Пылкость патриотических чувств, призыв к объединению нации (лишь недавно осознавшей себя таковой), напоминание о той, единственной в истории страны, эпохе, когда Египет был независимым государством (идея «фараонизма» — фараонских корней нынешних египтян — особенно утвердилась в умах молодой египетской интеллигенции благодаря сенсационным археологическим находкам начала XX века), выражали дух времени и собственные настроения Махфуза, еще школьником участвовавшего в антианглийских демонстрациях и бывшего горячим сторонником партии Вафд, основной политической силы революции 1919 г. Махфуз в ней никогда не состоял, но ее лозунгам сочувствовал до конца жизни.
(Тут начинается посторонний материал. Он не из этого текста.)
PR #1015, opened 2024-06-25
Revert "Fix regression in metadata"

gtmills:
This reverts commit 093eebecf9c395aff3543b8252e2794e51530e59 to fix defect 629044.

Defect 629044 reported an endless redirect loop of `/?next=/`

This was found using git bisect. 

Tested: A 2nd test with and without this commit showed, the endless redirect without this commit but fixed by this commit.


baemyung (approved):
Let's move with this in and continue to investigate the upstream part.

PR #1020, opened 2024-07-11
Audit Log: Use named fields for log entries

jeaaustx:
The JSON file created by phosphor-auditlog now uses named fields for the expected message parameters. It also no longer knows about the message registry message. Adjust bmcweb to build the message from the expected JSON fields.

Addresses [comment from review](https://github.com/ibm-openbmc/phosphor-logging/pull/41#discussion_r1442173025) of original implementation.

Must be merged with dependent change: https://github.com/ibm-openbmc/phosphor-logging/pull/64

Tested:
 - Verified Redfish response same after change.
 - Redfish Validator passed.

### DIFF
--- a/redfish-core/lib/log_services.hpp
+++ b/redfish-core/lib/log_services.hpp
@@ -54,6 +54,7 @@
 #include <cstdio>
 #include <filesystem>
 #include <iterator>
+#include <map>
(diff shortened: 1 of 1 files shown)


baemyung (approved):
It looks good to me

PR #1021, opened 2024-07-12
Show hypervisor path on GET of Systems collection

asmithakarun:
Redfish GET on `/redfish/v1/Systems` is missing to show the hypervisor resource in its members list, even though hypervisor is available. This commit fixes missing hypervisor resource in a GET response on Systems collection. The `Members@odata.count` is retrieved as `uint64_t` pointer. But the Json library might store this value as "int" or "size_t". Therefore, directly casting it to uint64_t* might not work as expected.

Upstream commit: https://gerrit.openbmc.org/c/openbmc/bmcweb/+/72734

Tested By:
Verified "GET https://${bmc}/redfish/v1/Systems" returns the hypervisor resource

Change-Id: If8713fc70663cf72cc555f695b8f4ec6547215a2


redfish-core/lib/systems.hpp
```diff
@@ -2638,18 +2638,35 @@ inline void handleComputerSystemCollectionGet(
             BMCWEB_LOG_CRITICAL("Count wasn't found??");
             return;
         }
-        uint64_t* count = val->get_ptr<uint64_t*>();
-        if (count == nullptr)
+        nlohmann::json& countRef = *val;
```
gtmills, line 2641: Why is this needed?

redfish-core/lib/systems.hpp
```diff
@@ -2623,8 +2623,8 @@ inline void handleComputerSystemCollectionGet(
     system["@odata.id"] = "/redfish/v1/Systems/system";
     ifaceArray.emplace_back(std::move(system));
     sdbusplus::asio::getProperty<std::string>(
-        *crow::connections::systemBus, "xyz.openbmc_project.Settings",
```
gtmills, line 2626: This is upstream.. Can you also fix it there?

redfish-core/lib/systems.hpp
asmithakarun: this is to count the number of members in the list. like:
`"Members@odata.count": 2,`

raviteja-b (approved):

raviteja-b (approved):

redfish-core/lib/systems.hpp
```diff
@@ -2623,8 +2623,8 @@ inline void handleComputerSystemCollectionGet(
...
-        "/xyz/openbmc_project/network/hypervisor",
+        *crow::connections::systemBus, "xyz.openbmc_project.Network.Hypervisor",
```
gtmills, line 2626: This part isn't upstream. Why do we need this change?

asmithakarun: this is a downstream only change. We are enabling hypervisor with IBM flag in the networkd.
So this bmcweb part of code was never changed..

baemyung:
>But the Json library might store this value as "int" or "size_t". Therefore, directly casting it to uint64_t* might not work as expected.

Then, should we do the cast of `size_t`?

asmithakarun:
> > But the Json library might store this value as "int" or "size_t". Therefore, directly casting it to uint64_t* might not work as expected.
> 
> Then, should we do the cast of `size_t`?

But here, in our usecase int64_t works, so I just used that.

baemyung:
>But here, in our usecase int64_t works, so I just used that.

Yes, it turns out "int64_t" seems appropriate as it is Json integer type.

baemyung (approved):
Besides Gunnar's comment, it looks good to me

gtmills (approved):

PR #1027, opened 2024-07-18
Change getPrettyName to take specific service name

cjcain:
Rebasing part of the existing change from
ibm-openbmc#698 The portion related to
pretty name is addressed here

Change-Id: Ieb1bc828a825609297151635db8d8cb53d1d4294


gtmills:
I think what we have works for 1110?  So closing.

PR #1028, opened 2024-07-19
RedfishEvents GHE: Enable TLS1.2 in http client

raviteja-b:
This is downstream only patch to enable TLS1.2 support
Currently TLS1.3 is hardcoded in http client which restricts redfish events path to work with TLS1.3
and fails with TLS1.2

This commit enables TLS1.2 along with TLS1.3 in http_client and make sure redfish events work with HMC for both TLS1.2 and TLS1.3

Tested by:
Verified redfish events on HMC with TLS1.2 and TLS1.3


baemyung (approved):
It looks good to me

PR #1031, opened 2024-07-24
1110: Fix PCIeSlots when empty association

baemyung:
In case when there is no association between chassis and pcieslots, `getAssociatedSubTreePaths()` may give the empty Paths rather than the error return.

This is to skip the non-associated pcieslots rather than generating an internal error.

This happens when PLDM discovers the additional slots which may not be associated with the other inventory chassis.

```
curl -k -X GET https://${bmc}/redfish/v1/Chassis/chassis
...
> debug code:
pcieSlotPath=/xyz/openbmc_project/inventory/system/chassis15363/logical_slot1, chassisID=chassis
```

Tested:
- curl -k -X GET https://${bmc}/redfish/v1/Chassis/chassis

### DIFF
--- a/redfish-core/lib/pcie_slots.hpp
+++ b/redfish-core/lib/pcie_slots.hpp
@@ -27,6 +27,7 @@
 #include <optional>
 #include <string>
 #include <string_view>
+#include <utility>
 #include <vector>
 
 namespace redfish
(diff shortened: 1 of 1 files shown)


gtmills:
Is there a defect here or anything?

gtmills (approved):

baemyung:
> Is there a defect here or anything?

I found it while working with @ArchanaKakani during PLDM development for MEX on rain1118bmc.

baemyung:
Perhaps, this may not be needed if  the associations (containing/contained_by) are created for all pcieslots - including MEX logical_slots.

The code skips if the associated chassis are different, but requires all pcieslots to have chassis association 

https://github.com/ibm-openbmc/bmcweb/blob/c4b1a3f3fa017947160bf2b1e7c6fd1ec7056f81/redfish-core/lib/pcie_slots.hpp#L454

So, as long as the associations are created, this may not be needed.

gtmills:
> I found it while working with @ArchanaKakani during PLDM development for MEX on rain1118bmc.

Ack.

redfish-core/lib/pcie_slots.hpp
```diff
@@ -611,10 +481,81 @@ inline void getValidPCIeSlotList(
...
+    }
+
+    BMCWEB_LOG_DEBUG("Get properties for PCIeSlots associated to chassis = {}",
+                     chassisID);
+
+    asyncResp->res.jsonValue["@odata.type"] = "#PCIeSlots.v1_5_0.PCIeSlots";
+    asyncResp->res.jsonValue["Name"] = "PCIe Slot Information";
+    asyncResp->res.jsonValue["@odata.id"] =
+        boost::urls::format("/redfish/v1/Chassis/{}/PCIeSlots", chassisID);
+    asyncResp->res.jsonValue["Id"] = "1";
```
gtmills, line 507: why is Id 1 instead of PCIeSlots?

gtmills: Do collections normally have IDs?

gtmills: Oh well, it was there before

redfish-core/lib/pcie_slots.hpp
```diff
@@ -571,27 +449,19 @@ inline void getValidPCIeSlotList(
...
 
     dbus::utility::getAssociatedSubTree(
-        chassisPath + "/inventory",
+        chassisPath + "/containing",
         sdbusplus::message::object_path("/xyz/openbmc_project/inventory"), 0,
         pcieSlotIntf,
         [asyncResp, chassisID, chassisPath, callback{std::move(callback)}](
             const boost::system::error_code& ec,
             const dbus::utility::MapperGetSubTreeResponse& subtree) {
+        std::vector<std::pair<std::string, std::string>> slotPathConnNames;
```
gtmills, line 458: nitpick: include utility for std::pair

gtmills (approved):

redfish-core/lib/pcie_slots.hpp
baemyung: Upstream and 1060 all have the same Id = 1.
What other value may be better as Id?  Or, would it better to remove it?

redfish-core/lib/pcie_slots.hpp
baemyung: Add <utility>

redfish-core/lib/pcie_slots.hpp
baemyung: Would it be better to change to "PCIeSlots"

baemyung: >Gunnar help to show that "Id" is not used for the other collections and also dmtf mockup does not use it.
>https://github.com/openbmc/bmcweb/blob/master/redfish-core/lib/processor.hpp#L1291
>Yeah, there mockups don't have it https://redfish.dmtf.org/redfish/mockups/v1/1448

So, I'll remove it

jeaaustx (approved):

PR #1081, opened 2024-10-17
Delete IPv4 default gateway when deleting an IPv4 static address

raviteja-b:
The Redfish schema for creating static IPv4 addresses requires the IP address, the netmask, and a gateway IP address. There's an issue inherent with this method. A network interface is only permitted a single IPv4 default gateway. If more than one IPv4 static address is assigned to the NIC each entry is processed, and potentially conflicting default gateways may be assigned. The last entry processed assigns the IPv4 default gateway. This behavior will cause unexpected results. It is necessary to prevent assigning mismatched default gateway values.

The IPv4 address removal process requires additional work also. The default gateway value is left in place even after the final static IPv4 address is removed. It is necessary to perform an additional action to clear the gateway address. Without explicit removal the network is left in a condition that may prevent IP traffic from being able to be sent from the BMC. This even in the event that the NIC is actively being managed via DHCPv4.

Tested:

Полностью реализовав в трех романах свой общий замысел, писатель утратил интерес к древности и немедленно приступил к осуществлению нового проекта — написанию серии реалистических романов. С 1945 г. по 1952 г. он создает восемь — включая романы «Трилогии» — романов так называемого «каирского» цикла, действие которых происходит в различных, старинных и новых, кварталах, где прошли его детство и юность, где ему знакома каждая улочка и каждый дом и все пробуждает воспоминания. Всю жизнь, пока позволяли силы, писатель с наслаждением совершал прогулки по старинным кварталам — родной ал-Гамалийе, соседним ал-Хусейнии, где ребенком он участвовал в коллективных пятничных молитвах в мечети святого Хусейна, и Хан ал-Халили, где он часто сиживал в знаменитом кафе «ал-Фишави» в компании друзей-литераторов. Отлично знает Махфуз и населяющих эти кварталы людей — многие персонажи «каирских» романов имеют своих реальных прототипов, правда художественно преображенных, типизированных. И если в «фараонских» романах Махфуз свободно обращался с историческим временем, произвольно перенося события из одной эпохи в другую, то в каирских движение времени полностью совпадает со временем историческим — их события происходят между двумя мировыми войнами, с середины 30-х до середины 40-х гг., и точно датируются.